Information shown Start Marker

PR #3215, opened 2023-04-11
Fix safari refresh event not being captured

dharit-tan:
### Description
Fixes safari beforeunload events not being captured properly.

Information shown End Marker

> Your goal: Look through the entries and return each line that has the word "safari" in it.

> Finished task:
Fix safari refresh event not being captured
Fixes safari beforeunload events not being captured properly.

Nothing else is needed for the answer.